Records from a data collection:

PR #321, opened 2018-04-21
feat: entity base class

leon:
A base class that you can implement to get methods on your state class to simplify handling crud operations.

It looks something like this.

---

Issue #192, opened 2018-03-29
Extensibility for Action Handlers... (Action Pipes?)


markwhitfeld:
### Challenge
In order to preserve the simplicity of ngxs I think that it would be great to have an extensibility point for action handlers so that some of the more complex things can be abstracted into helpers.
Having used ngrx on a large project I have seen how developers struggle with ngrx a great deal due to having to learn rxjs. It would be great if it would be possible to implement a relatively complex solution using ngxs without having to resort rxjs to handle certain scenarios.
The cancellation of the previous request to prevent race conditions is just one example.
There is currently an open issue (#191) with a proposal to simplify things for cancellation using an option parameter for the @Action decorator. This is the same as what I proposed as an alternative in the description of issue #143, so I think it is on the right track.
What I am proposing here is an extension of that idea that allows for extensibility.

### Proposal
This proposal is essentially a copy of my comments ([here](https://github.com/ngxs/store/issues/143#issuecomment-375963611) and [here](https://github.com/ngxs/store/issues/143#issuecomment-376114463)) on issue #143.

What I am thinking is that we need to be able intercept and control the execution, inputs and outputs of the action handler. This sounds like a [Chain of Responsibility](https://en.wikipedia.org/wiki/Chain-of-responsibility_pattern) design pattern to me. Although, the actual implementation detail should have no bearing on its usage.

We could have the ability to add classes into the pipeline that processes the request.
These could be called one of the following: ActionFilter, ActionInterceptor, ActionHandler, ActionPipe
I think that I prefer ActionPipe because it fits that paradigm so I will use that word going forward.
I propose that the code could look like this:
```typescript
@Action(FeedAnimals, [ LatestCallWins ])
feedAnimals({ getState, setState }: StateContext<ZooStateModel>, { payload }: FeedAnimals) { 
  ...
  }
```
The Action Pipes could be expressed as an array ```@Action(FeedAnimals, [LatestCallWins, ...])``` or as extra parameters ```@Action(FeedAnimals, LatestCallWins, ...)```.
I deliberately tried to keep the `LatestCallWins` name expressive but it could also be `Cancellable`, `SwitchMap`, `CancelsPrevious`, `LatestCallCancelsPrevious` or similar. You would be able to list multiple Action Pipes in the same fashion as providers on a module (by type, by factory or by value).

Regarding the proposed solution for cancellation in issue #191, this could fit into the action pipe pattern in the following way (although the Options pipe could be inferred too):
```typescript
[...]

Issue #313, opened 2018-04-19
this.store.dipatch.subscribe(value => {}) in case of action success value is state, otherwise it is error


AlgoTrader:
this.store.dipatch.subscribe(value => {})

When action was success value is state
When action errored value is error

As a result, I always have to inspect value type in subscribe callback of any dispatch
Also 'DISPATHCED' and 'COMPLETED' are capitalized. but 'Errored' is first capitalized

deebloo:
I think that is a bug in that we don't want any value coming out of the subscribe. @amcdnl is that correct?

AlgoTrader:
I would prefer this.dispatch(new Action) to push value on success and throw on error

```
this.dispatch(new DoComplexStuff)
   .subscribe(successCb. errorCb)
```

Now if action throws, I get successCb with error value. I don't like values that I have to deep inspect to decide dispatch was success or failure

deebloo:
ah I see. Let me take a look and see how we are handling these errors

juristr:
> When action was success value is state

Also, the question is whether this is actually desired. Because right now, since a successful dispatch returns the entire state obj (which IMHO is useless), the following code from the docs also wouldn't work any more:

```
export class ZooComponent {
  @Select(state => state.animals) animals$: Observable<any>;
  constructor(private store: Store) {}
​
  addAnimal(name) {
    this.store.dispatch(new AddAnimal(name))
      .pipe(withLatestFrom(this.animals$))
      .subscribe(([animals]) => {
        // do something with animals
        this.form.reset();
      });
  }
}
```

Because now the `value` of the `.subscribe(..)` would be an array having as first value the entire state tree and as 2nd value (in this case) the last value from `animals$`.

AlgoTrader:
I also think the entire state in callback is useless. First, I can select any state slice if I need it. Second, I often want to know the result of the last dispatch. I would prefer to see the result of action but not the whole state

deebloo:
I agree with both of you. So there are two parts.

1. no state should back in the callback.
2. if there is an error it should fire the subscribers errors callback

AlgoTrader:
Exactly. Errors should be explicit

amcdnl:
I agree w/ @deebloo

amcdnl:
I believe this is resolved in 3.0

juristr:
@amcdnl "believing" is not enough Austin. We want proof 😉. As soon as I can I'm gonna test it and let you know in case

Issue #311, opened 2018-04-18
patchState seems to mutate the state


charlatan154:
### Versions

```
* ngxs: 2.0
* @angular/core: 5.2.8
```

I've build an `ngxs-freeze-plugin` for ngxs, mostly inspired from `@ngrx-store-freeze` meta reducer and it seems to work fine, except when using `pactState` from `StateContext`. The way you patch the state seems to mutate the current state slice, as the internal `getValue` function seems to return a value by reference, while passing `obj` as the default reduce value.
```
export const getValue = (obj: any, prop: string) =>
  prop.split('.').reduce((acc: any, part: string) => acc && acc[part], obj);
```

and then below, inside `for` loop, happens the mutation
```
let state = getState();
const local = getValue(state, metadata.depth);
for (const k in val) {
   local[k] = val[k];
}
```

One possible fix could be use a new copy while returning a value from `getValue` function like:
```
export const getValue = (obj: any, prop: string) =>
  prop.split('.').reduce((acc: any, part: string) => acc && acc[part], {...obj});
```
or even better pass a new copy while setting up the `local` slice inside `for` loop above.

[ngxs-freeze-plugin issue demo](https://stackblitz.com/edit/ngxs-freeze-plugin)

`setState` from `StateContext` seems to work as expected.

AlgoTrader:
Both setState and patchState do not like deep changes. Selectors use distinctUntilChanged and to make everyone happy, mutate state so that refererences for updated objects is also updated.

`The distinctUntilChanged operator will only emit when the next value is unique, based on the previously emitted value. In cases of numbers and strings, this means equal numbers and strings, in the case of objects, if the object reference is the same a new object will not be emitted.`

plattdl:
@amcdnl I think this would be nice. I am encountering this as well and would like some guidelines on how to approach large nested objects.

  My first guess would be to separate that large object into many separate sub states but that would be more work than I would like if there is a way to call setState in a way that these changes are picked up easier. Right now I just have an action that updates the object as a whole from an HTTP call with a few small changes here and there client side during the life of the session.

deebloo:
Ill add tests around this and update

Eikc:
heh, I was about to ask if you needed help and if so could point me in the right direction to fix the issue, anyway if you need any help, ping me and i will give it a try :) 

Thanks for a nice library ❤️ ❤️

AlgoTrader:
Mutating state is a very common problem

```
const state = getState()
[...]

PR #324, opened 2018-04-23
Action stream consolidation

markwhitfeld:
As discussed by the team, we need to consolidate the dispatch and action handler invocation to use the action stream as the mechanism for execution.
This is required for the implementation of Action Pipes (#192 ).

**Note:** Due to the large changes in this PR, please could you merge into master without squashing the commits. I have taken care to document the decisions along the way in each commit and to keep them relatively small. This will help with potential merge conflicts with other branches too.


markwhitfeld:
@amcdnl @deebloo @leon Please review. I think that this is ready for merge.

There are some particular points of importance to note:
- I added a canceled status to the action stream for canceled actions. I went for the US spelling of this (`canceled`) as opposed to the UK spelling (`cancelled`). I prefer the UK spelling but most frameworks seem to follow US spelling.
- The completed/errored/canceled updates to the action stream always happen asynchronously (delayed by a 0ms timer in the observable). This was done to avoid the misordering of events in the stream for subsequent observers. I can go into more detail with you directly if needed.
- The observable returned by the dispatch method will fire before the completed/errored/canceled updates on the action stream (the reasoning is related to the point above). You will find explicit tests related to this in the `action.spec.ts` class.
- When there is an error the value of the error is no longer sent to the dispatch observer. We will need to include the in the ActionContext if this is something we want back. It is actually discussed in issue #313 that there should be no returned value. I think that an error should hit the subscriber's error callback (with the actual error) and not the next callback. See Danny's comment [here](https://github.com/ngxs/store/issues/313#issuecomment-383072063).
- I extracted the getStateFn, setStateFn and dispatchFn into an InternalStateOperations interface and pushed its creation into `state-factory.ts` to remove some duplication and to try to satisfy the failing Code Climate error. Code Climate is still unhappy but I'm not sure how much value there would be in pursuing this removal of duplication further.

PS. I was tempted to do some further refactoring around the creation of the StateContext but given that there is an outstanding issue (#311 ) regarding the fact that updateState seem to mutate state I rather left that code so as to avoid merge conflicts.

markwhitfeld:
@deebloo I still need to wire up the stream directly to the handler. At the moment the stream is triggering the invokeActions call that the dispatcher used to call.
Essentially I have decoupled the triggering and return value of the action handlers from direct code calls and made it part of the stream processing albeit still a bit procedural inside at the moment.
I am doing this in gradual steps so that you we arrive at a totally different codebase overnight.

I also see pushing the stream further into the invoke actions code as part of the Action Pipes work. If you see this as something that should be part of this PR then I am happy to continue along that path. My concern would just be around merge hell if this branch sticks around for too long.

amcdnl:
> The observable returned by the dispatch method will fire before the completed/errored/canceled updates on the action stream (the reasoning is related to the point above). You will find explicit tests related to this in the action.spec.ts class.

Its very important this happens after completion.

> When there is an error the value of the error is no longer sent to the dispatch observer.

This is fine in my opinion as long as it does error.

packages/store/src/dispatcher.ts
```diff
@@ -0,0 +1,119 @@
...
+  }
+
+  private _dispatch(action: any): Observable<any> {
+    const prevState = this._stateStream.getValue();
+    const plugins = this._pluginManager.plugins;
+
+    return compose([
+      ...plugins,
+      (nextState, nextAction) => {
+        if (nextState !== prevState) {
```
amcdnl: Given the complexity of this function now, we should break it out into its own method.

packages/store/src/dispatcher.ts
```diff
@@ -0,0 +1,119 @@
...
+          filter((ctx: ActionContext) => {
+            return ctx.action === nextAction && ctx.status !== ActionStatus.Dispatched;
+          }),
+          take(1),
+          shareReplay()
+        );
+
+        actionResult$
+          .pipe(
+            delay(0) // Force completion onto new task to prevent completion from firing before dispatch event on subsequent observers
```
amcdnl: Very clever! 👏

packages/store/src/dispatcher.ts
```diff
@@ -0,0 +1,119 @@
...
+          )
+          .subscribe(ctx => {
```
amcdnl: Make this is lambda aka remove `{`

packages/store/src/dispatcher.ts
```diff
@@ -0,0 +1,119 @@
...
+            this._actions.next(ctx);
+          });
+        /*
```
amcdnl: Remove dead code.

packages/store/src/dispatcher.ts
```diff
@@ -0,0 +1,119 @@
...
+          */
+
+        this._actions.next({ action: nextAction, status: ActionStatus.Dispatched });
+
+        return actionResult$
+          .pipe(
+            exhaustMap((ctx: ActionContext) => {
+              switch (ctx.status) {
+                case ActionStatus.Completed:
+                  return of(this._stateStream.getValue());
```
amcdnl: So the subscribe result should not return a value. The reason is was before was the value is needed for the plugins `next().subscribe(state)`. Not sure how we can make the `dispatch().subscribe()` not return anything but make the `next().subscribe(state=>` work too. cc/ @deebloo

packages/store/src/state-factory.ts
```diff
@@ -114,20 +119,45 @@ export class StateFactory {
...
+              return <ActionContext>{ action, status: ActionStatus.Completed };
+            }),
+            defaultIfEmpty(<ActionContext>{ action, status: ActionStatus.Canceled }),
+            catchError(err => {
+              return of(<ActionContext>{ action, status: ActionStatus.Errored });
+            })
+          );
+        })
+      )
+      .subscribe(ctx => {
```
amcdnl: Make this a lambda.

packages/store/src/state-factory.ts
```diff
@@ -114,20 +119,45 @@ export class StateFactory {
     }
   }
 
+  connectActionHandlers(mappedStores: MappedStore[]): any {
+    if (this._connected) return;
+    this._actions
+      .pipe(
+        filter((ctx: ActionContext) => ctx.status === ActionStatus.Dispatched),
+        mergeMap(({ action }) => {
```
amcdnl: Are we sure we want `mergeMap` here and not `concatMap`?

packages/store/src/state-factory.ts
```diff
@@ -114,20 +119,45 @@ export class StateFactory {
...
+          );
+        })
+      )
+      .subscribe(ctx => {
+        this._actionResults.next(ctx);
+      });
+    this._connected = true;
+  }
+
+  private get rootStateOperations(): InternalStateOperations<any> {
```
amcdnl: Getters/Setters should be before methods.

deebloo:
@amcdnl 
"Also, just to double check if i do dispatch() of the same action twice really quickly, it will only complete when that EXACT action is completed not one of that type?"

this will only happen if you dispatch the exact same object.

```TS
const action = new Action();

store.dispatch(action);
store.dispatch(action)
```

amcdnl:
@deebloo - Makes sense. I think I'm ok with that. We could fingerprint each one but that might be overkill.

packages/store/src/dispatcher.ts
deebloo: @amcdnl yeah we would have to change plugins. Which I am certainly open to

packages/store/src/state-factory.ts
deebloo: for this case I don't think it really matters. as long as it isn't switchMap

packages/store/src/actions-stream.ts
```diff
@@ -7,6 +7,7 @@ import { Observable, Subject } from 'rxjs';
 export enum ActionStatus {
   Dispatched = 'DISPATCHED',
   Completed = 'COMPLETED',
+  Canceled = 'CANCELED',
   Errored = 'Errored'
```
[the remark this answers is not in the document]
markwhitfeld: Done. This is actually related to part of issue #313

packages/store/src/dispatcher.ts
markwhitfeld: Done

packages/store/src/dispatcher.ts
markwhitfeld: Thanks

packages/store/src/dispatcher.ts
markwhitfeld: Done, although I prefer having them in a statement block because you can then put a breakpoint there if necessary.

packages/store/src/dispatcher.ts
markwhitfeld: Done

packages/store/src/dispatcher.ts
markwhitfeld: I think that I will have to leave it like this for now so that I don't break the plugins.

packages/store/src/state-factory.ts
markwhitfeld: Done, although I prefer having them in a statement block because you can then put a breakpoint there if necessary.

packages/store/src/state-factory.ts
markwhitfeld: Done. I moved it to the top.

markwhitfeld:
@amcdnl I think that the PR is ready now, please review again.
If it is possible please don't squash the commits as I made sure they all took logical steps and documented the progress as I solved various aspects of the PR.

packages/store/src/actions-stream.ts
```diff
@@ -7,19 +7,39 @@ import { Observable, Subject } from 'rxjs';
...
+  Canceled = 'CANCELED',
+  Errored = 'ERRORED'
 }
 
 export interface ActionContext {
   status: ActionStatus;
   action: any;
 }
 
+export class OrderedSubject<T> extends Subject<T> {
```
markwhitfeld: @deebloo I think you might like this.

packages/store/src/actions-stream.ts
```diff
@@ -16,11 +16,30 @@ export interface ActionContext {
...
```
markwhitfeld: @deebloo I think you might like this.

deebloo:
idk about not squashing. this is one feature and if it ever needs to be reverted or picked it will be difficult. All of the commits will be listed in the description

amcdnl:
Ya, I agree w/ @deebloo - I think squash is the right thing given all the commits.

Task goal
Filter the entries above down to the lines that contain the word "copy".

Exercise answer
This proposal is essentially a copy of my comments ([here](https://github.com/ngxs/store/issues/143#issuecomment-375963611) and [here](https://github.com/ngxs/store/issues/143#issuecomment-376114463)) on issue #143.
One possible fix could be use a new copy while returning a value from `getValue` function like:
or even better pass a new copy while setting up the `local` slice inside `for` loop above.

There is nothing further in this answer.